The problem - Copy each line of the entries beneath that contains the word "size".

Saved data entries -
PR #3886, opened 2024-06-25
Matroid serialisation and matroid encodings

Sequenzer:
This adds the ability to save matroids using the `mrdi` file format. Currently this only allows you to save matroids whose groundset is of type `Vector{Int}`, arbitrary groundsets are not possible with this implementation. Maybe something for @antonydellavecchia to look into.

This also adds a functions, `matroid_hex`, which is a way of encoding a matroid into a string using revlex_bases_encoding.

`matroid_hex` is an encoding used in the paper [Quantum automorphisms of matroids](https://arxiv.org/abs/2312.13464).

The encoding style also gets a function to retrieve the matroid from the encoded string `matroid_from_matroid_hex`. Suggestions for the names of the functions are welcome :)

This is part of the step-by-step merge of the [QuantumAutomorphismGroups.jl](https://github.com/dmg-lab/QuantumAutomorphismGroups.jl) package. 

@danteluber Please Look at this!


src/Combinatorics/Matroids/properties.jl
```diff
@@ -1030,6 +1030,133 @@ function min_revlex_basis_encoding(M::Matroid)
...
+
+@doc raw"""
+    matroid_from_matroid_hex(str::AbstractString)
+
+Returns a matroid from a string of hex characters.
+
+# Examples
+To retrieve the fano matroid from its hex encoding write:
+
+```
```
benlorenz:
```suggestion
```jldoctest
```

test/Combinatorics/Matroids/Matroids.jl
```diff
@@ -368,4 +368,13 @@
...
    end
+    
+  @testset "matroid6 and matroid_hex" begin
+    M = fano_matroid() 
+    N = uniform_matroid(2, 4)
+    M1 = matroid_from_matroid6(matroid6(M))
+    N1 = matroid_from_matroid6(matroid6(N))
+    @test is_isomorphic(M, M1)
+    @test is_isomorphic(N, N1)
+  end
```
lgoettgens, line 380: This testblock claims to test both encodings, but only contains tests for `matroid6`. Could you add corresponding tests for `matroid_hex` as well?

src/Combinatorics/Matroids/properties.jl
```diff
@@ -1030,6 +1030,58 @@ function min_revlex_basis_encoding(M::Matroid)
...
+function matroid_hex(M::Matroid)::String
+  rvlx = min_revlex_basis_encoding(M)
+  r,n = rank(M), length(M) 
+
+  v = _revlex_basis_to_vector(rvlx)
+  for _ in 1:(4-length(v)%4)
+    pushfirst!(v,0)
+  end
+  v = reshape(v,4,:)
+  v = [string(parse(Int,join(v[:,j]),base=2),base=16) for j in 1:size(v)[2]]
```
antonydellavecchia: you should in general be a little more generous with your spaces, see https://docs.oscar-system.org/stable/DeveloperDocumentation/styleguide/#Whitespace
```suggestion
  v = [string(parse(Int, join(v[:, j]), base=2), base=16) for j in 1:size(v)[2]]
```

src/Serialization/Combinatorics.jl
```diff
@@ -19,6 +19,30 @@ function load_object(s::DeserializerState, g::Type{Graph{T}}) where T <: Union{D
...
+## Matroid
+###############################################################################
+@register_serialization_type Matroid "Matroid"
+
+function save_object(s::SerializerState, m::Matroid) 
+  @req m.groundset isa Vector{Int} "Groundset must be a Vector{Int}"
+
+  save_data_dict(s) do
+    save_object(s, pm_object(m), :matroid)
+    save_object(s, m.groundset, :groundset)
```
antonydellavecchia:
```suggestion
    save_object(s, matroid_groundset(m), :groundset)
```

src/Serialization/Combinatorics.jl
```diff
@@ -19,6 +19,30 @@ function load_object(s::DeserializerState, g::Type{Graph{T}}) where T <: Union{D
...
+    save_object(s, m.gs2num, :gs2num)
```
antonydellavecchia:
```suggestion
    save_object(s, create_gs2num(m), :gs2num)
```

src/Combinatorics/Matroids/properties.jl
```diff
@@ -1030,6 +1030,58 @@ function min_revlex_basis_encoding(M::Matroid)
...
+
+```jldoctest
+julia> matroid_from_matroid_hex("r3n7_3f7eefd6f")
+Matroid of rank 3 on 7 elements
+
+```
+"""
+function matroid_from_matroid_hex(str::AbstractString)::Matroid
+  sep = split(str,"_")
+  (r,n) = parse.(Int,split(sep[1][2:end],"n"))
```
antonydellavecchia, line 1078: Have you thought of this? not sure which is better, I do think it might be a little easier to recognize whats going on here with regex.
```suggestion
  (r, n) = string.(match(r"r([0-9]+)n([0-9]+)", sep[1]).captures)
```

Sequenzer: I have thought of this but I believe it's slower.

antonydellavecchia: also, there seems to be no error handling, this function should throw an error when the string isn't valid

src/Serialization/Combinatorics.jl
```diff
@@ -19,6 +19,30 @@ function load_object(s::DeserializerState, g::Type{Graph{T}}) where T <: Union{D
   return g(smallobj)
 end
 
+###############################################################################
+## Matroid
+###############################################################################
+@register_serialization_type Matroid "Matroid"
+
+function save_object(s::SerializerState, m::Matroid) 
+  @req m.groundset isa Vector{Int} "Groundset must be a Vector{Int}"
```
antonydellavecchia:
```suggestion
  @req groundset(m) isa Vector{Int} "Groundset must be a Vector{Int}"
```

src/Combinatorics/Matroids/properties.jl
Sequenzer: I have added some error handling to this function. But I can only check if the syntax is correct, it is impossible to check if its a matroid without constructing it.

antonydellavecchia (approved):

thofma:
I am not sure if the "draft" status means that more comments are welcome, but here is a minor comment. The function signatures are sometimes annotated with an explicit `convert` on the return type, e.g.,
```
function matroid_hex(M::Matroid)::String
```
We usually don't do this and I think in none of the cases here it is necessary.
---
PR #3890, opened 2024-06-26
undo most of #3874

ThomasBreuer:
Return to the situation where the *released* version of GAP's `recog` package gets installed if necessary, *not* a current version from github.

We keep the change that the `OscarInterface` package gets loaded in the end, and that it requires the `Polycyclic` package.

Written solution -
+  v = [string(parse(Int,join(v[:,j]),base=2),base=16) for j in 1:size(v)[2]]
  v = [string(parse(Int, join(v[:, j]), base=2), base=16) for j in 1:size(v)[2]]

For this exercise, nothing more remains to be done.